§ Task directions: In the listing that follows, count the lines that include "have", and answer with the total alone.

[[ Records to process open ]]

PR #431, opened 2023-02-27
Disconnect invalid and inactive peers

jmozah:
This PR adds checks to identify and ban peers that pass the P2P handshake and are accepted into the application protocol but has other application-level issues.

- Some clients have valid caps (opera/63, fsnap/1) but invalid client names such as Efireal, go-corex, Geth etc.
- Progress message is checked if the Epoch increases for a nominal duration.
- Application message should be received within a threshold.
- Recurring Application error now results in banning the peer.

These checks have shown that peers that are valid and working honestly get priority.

[[ Records to process closed ]]
[[ Records to process open ]]

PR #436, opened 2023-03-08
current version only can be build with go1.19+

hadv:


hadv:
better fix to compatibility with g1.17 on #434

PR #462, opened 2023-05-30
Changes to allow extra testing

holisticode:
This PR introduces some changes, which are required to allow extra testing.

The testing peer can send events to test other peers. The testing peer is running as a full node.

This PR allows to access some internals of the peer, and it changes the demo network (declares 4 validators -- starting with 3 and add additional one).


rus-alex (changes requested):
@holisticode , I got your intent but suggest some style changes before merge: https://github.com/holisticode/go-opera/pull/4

[[ Records to process closed ]]

§ Result below: 2